Без малого целый месяц боролись мореходы с коварным океаном и вышли победителями. На переломе января проглянуло вдруг долгожданное солнце, подул попутный южный ветер. Командир вскинул подзорную трубу. На востоке у горизонта обозначились четыре горных пика. Головнин прикинул расстояние, взглянул на карту. «Так и есть, острова Кампании!»
— Право руль, на румб норд!
Лениво переваливаясь на встречной волне, «Камчатка», накренившись на левый борт, ложилась на курс к далеким берегам Перу…
«Городом королей» назвал Лиму ее основатель, испанский конкистадор Франциско Писарро. Подъезжая к столице Перу, Головнин и его спутники ожидали увидеть красоту и величие одного из городов, сооруженных завоевателями на богатой когда-то золотом и серебром древней земле инков. Увы, взоры их порадовали своим видом лишь каменные ворота на въезде, «украшенные столпами Дорического ордена. А сам город, — заметил Головнин, — нимало не соответствует красоте ворот. Я очень много обманулся в своих ожиданиях, думая найти Лиму красивым городом. Но теперь увидел, что нет большого города в целом свете, который бы имел столь бедную наружность: улицы длинные и прямые, но крайне узки и нечисты, домики все одноэтажные и двуэтажные, низенькие со смешными деревянными балконами, оштукатуренные и выбеленные, но так дурно, что все они кажутся запачканными в грязи».

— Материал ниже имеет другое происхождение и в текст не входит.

PR #186, opened 2021-06-11
Simplify attribute setting from arguments & conf

vict0rsch:
In order to allow people to overwrite a `config` value with None, I implement the logic of default arguments with a `_sentinel` dummy object whose role is simply to be unique and impossible to be mistaken for a user-provided argument.

Addresses the current `emissions_tracker.py` intro:

"""

/!\ Warning: current implementation prevents the user from setting any value to None
from the script call

Imagine:

  1. `emissions_endpoint=localhost:8000` in `~/.codecarbon.config`
  2. Inside the script, the user cannot disable `emissions_endpoint` with `EmissionsTracker(emissions_endpoint=None)` since the config logic will use the one in the config file if the default argument is `None`.

Alternative: `EmissionsTracker(emissions_endpoint=False)` would work

**To fix this**, a complex move would be to have default values set to the sentinel:
_sentinel = object()
see: https://stackoverflow.com/questions/67202314/python-distinguish-default-argument-and-argument-provided-with-default-value 

"""

^ This is implemented in the PR in `BaseEmissionsTracker._get_conf(var, default, return_type)`

so that 

```python
        self._emissions_endpoint = (
            emissions_endpoint
            if emissions_endpoint is not None
            else conf.get("emissions_endpoint", None)
        )
        self._save_to_file = (
            save_to_file
            if save_to_file is not None
            else conf.getboolean("save_to_file", True)
        )
        if self._save_to_file == "False":
            self._save_to_file = False
```

becomes 

```python
        self._emissions_endpoint = self._get_conf(emissions_endpoint)
        self._save_to_file = self._get_conf(save_to_file, True, bool)
```

at the cost of all args defaulting to `_sentinel` in the `__init__(self, ...)` and a **new requirement [varname](https://github.com/pwwang/python-varname)**


benoit-cty (approved):
Nice work, I was just thinking of something like this.

SaboniAmine (approved):
Looks cool! Could it be also used to inject secrets / api_keys once the user will be registered with the cli ?

vict0rsch:
Yeah anything that's part of the constructor can be read from home/cwd config files and env vars using _conf

benoit-cty:
I've fixed the missing packag, but now we have an error that I don't know how to fix it:
`conda_build.exceptions.DependencyNeedsBuildingError: Unsatisfiable dependencies for platform linux-64: {'varname'}{
`

vict0rsch:
@Lothiraldan any idea beyond extracting from the package what we need so that it's not a dependency anymore?

vict0rsch:
source -> https://github.com/pwwang/python-varname/blob/master/varname/core.py#L294

vict0rsch:
```python
In [4]: tracker._conf
Out[4]: 
{'log_level': 'info',
 'project_name': 'forbidden',
 'measure_power_secs': 15,
 'output_dir': '.',
 'emissions_endpoint': None,
 'api_endpoint': 'https://api.codecarbon.io',
 'co2_signal_api_token': None,
 'save_to_file': True,
 'save_to_api': False,
 'api_call_interval': 8,
 'hardware': ['CPU(Intel Power Gadget)'],
 'gpu_ids': None}
```

Lothiraldan:
> @Lothiraldan any idea beyond extracting from the package what we need so that it's not a dependency anymore?

I would avoid using it altogether. I'm not sure how it would support new Python versions, alternative Python implementations (like Pypy) and I have high doubt it would be fast and effective.

That would likely means that instead of calling: `_get_conf(log_level, "info")` we will do `_get_conf(log_level, "log_level", "info")` which is a bit repetitive but not that much.

vict0rsch:
makes sense ; I just did

benoit-cty:
Done in https://github.com/mlco2/codecarbon/pull/187

PR #189, opened 2021-06-17
Routers refacto

SaboniAmine:
Emissions / Experiments / Projects refacto : 

- db, repository and service are injected into a container
- Starting from a DataForGood Team, Projects -> Experiments -> Run creation (with manual id chaining) is now valid. Should the API create default values if the users does not references correct ids ? Should part of this logic be handled in the package ?


benoit-cty (approved):

SaboniAmine:
Default values would be handled in a following PR (out of this one's scope as discussed with Benoit)

PR #190, opened 2021-06-18
Refacto Run

benoit-cty:
Make use of dependency injection design pattern for managing runs.

### DIFF
--- a/carbonserver/carbonserver/api/infra/repositories/repository_runs.py
+++ b/carbonserver/carbonserver/api/infra/repositories/repository_runs.py
@@ -4,7 +4,6 @@ from typing import List
 
 from dependency_injector.providers import Callable
 
-from carbonserver.api import schemas
 from carbonserver.api.domain.runs import Runs
 from carbonserver.api.schemas import Run, RunCreate
 from carbonserver.database.sql_models import Run as SqlModelRun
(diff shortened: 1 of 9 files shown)


carbonserver/carbonserver/api/infra/repositories/repository_runs.py
```diff
@@ -1,59 +1,146 @@
...
+                timestamp=run.timestamp,
+                experiment_id=run.experiment_id,
             )
+            session.add(db_run)
+            session.commit()
+            session.refresh(db_run)
+            return self.map_sql_to_schema(db_run)
+
+        # db_run = sql_models.Run(
+        #     timestamp=run.timestamp,
```
SaboniAmine, line 39: All commented code can be removed. If needed in the future we will rewrite it easier (and it will always be available in the history).

carbonserver/carbonserver/api/infra/repositories/repository_runs.py
```diff
@@ -1,59 +1,146 @@
...
-        return schemas.Run(
+        return Run(
             id=run.id,
             timestamp=run.timestamp,
             emission_id=run.emission_id,
             experiment_id=run.experiment_id,
         )
+
+
+class InMemoryRepository(Runs):
```
SaboniAmine, line 99: The InMemory Repo can be removed, as it will be hard to maintain now that we are making the logic evolve.
The tests on the router / service are now enough to validate that the domain interface / logic is respected by the repository.

carbonserver/carbonserver/api/routers/runs.py
```diff
@@ -1,21 +1,65 @@
...
+@router.get(
+    "/runs/",
+    tags=RUNS_ROUTER_TAGS,
+    status_code=status.HTTP_200_OK,
+)
+@inject
+def list_runs(
+    run_service: RunService = Depends(Provide[ServerContainer.run_service]),
+) -> List[Run]:
+    return run_service.list_run()
```
SaboniAmine, line 55: service method could be rename list_runs to match router / repo ?

SaboniAmine (changes requested):
This looks fine! Could you add automated tests on run router / service ? 
As it is basic crud, you can copy / replace tests from the teams service / router

carbonserver/carbonserver/api/infra/repositories/repository_runs.py
benoit-cty: OK, thanks

SaboniAmine (approved):

PR #191, opened 2021-06-22
add unused var

vict0rsch:


benoit-cty:
It was just a test to check CI.

PR #193, opened 2021-06-22
add copied/pasted example from dash documentation

vict0rsch:


benoit-cty:
Do we still need this PR ? It seems like it his an old branch of the dashboard that is now in `master`.

PR #196, opened 2021-06-24
API Functionnal test script

benoit-cty:
I add a script that call the API to test all the routers in a functional way : the API is tested as a blackbox in an operational way.

To use it:
- `docker-compose up -d`
- `cd carbonserver && tox -e integration`
- `cd .. && docker-compose down`

### DIFF
--- a/carbonserver/carbonserver/api/routers/authenticate.py
+++ b/carbonserver/carbonserver/api/routers/authenticate.py
@@ -27,5 +27,6 @@ def auth_user(
         return Token(access_token="a", token_type="access")
     else:
         raise HTTPException(
-            status_code=status.HTTP_401_UNAUTHORIZED, detail="Incorrect password!"
+            status_code=status.HTTP_401_UNAUTHORIZED,
+            detail="Incorrect password or email!",
         )
--- a/carbonserver/tests/api/test_api.py
+++ b/carbonserver/tests/api/test_api.py
@@ -1,8 +1,12 @@
+import os
 import random
 
 import requests
 
-URL = "http://localhost:8008"
+# Get the API utl to use from an env variable if exist
+url = os.getenv("CODECARBON_API_URL")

В Лиму моряков привезли в королевских экипажах из порта Кальяо, где бросила якорь «Камчатка».
Вице-король, испанский наместник, радушно принимал русских офицеров в своей резиденции. В столице разговаривали только на испанском, но Головнина выручило неплохое знание французского. Среди приближенных нашелся чиновник, владевший французским…
Роскошный обеденный стол изобиловал блюдами «в испанском вкусе: жирно и с чесноком, суп, говядина, ветчина, сосиски, голуби, индейка и другие птицы в соусе, много зелени и плодов».
Рядом с Головниным расположился негоциант в нарядном камзоле, украшенном российским орденом Святой Анны, Педро Абадия. Правитель торговой компании неплохо изъяснялся по-французски.